Action item: Look through the listing below for lines containing the word "graphicsDevice". State only their number.

== Segment start ==

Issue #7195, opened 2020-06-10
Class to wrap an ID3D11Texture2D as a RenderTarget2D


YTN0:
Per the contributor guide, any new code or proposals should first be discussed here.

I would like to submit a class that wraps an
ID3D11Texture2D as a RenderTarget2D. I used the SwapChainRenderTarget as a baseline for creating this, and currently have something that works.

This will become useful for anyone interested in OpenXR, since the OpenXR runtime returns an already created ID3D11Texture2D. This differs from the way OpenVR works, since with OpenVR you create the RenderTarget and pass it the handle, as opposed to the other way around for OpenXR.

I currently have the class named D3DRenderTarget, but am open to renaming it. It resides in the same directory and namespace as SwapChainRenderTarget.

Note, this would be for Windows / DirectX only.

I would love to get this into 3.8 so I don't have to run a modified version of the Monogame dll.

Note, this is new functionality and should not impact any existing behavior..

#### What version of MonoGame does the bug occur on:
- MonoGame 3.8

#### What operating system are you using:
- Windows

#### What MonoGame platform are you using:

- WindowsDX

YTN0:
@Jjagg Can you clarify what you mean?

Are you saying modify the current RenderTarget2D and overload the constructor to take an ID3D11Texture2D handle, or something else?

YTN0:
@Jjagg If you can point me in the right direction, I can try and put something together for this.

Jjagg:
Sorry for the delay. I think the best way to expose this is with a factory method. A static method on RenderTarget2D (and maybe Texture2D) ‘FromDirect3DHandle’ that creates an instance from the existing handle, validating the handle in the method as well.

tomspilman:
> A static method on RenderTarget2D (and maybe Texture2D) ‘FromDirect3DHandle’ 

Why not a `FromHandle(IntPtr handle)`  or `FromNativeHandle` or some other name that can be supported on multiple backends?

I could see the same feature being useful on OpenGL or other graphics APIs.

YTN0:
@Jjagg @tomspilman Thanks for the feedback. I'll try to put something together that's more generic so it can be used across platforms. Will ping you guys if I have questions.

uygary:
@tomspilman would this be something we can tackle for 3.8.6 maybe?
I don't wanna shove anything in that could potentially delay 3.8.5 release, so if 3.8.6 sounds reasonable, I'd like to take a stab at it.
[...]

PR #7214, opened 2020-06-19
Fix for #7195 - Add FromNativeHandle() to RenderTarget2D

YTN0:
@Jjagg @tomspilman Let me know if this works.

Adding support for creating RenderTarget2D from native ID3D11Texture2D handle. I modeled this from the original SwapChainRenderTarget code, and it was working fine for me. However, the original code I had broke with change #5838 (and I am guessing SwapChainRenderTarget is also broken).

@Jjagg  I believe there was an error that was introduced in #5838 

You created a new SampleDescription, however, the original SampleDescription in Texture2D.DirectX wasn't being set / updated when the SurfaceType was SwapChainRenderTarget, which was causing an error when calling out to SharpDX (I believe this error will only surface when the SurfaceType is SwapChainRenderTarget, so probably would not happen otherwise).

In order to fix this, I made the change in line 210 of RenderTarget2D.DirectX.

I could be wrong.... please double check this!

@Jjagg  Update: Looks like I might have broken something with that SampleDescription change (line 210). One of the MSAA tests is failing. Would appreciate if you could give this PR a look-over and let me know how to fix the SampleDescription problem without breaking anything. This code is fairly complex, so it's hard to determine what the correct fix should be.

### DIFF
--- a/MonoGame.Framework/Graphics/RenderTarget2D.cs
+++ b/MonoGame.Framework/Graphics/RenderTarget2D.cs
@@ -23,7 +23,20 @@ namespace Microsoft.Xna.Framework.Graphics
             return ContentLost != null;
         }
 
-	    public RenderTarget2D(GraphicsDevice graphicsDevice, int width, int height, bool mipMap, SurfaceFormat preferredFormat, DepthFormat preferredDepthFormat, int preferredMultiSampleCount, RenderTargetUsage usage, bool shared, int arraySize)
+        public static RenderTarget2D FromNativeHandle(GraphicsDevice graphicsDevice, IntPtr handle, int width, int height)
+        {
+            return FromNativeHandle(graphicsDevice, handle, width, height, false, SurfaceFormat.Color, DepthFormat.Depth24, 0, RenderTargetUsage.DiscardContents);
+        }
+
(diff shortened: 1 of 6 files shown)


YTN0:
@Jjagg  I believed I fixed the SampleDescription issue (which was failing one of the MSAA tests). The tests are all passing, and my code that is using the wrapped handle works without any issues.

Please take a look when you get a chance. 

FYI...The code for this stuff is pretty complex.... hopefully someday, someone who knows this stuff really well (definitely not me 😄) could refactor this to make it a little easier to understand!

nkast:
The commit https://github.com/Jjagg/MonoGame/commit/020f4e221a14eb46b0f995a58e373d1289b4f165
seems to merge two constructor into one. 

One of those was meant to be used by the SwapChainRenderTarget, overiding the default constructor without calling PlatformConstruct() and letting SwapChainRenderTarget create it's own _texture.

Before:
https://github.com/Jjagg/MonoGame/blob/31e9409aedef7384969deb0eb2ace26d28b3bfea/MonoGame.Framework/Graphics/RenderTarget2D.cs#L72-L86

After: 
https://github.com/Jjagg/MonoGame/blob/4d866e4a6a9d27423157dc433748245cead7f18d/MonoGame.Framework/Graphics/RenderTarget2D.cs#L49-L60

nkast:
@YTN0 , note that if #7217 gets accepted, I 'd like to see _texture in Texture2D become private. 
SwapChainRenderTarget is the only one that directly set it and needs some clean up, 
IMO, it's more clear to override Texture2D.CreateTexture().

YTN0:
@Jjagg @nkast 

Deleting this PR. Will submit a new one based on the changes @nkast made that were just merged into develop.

== Segment end ==

Written reply: 3